Dataset records:

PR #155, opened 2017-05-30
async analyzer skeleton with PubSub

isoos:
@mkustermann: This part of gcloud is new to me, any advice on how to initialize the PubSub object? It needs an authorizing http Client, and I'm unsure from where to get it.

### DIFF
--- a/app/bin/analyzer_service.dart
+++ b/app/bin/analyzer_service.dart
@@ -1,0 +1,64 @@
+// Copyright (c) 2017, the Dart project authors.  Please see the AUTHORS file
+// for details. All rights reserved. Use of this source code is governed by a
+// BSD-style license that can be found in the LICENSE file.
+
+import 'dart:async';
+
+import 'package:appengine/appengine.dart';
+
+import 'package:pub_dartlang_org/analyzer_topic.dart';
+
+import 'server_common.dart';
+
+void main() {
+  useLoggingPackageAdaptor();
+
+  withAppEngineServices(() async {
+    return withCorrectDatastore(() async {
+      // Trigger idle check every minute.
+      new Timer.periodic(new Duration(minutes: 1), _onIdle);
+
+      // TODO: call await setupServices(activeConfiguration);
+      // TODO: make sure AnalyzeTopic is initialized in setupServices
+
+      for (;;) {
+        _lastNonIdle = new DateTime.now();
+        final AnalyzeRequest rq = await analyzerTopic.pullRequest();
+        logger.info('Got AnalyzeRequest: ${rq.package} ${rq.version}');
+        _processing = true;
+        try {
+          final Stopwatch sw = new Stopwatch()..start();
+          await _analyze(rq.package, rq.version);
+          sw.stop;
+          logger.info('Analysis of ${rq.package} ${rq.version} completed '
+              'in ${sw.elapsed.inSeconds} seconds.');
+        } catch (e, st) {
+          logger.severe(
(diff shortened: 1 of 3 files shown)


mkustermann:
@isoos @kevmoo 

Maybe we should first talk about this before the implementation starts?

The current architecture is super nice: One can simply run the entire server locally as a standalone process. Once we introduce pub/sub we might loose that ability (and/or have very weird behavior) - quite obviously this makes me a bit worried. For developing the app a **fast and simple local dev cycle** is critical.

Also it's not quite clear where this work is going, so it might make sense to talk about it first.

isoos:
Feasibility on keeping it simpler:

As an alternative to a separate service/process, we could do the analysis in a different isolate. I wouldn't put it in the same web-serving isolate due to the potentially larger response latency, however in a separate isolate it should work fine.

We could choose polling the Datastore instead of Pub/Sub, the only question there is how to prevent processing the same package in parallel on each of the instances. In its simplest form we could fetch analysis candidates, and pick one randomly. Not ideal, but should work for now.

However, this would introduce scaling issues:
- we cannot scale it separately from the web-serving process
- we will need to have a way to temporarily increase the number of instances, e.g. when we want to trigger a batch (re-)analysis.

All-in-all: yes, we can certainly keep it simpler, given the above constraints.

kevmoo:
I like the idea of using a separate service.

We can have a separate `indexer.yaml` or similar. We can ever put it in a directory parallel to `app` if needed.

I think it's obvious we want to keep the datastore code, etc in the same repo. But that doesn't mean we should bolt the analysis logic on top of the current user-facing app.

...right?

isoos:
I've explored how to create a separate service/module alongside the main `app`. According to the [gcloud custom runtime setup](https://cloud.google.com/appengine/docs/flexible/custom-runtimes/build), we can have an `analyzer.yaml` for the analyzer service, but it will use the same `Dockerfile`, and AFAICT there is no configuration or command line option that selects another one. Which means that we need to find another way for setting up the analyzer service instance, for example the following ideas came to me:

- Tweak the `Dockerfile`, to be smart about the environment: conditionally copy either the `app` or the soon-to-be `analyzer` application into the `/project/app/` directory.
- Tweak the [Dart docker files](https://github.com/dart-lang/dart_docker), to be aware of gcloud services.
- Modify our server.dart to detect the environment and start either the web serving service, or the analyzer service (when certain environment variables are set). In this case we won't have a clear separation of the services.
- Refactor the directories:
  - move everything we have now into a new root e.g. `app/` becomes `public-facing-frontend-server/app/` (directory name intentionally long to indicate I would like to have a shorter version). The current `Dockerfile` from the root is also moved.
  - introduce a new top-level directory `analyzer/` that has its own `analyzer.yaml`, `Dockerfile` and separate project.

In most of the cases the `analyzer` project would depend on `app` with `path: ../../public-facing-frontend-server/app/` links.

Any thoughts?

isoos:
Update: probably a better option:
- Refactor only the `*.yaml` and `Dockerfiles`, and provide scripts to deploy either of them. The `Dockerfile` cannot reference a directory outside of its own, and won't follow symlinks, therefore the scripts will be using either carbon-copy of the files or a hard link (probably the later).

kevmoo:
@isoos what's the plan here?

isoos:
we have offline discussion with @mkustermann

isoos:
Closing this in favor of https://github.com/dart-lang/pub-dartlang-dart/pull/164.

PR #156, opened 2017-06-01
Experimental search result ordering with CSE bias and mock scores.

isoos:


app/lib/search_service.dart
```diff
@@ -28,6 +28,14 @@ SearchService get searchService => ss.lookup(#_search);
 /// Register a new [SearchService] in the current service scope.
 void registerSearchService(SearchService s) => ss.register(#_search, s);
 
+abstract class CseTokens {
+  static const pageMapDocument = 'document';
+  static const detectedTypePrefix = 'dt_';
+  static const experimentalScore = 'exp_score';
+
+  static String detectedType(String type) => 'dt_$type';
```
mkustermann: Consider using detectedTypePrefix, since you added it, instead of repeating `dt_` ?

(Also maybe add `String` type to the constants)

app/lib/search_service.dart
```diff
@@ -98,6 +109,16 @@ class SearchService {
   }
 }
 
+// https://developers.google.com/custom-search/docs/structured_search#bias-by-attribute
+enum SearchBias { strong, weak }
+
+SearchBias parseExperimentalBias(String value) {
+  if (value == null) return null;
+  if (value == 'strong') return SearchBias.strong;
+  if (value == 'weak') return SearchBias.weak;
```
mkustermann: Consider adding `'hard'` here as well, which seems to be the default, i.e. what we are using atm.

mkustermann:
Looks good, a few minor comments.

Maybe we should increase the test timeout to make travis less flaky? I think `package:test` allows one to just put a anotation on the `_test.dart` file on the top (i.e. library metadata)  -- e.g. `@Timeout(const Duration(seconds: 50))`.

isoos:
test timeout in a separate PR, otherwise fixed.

Problem statement:
Throughout the data above, report every line that contains the string "when".

Answer section:
- we will need to have a way to temporarily increase the number of instances, e.g. when we want to trigger a batch (re-)analysis.
- Modify our server.dart to detect the environment and start either the web serving service, or the analyzer service (when certain environment variables are set). In this case we won't have a clear separation of the services.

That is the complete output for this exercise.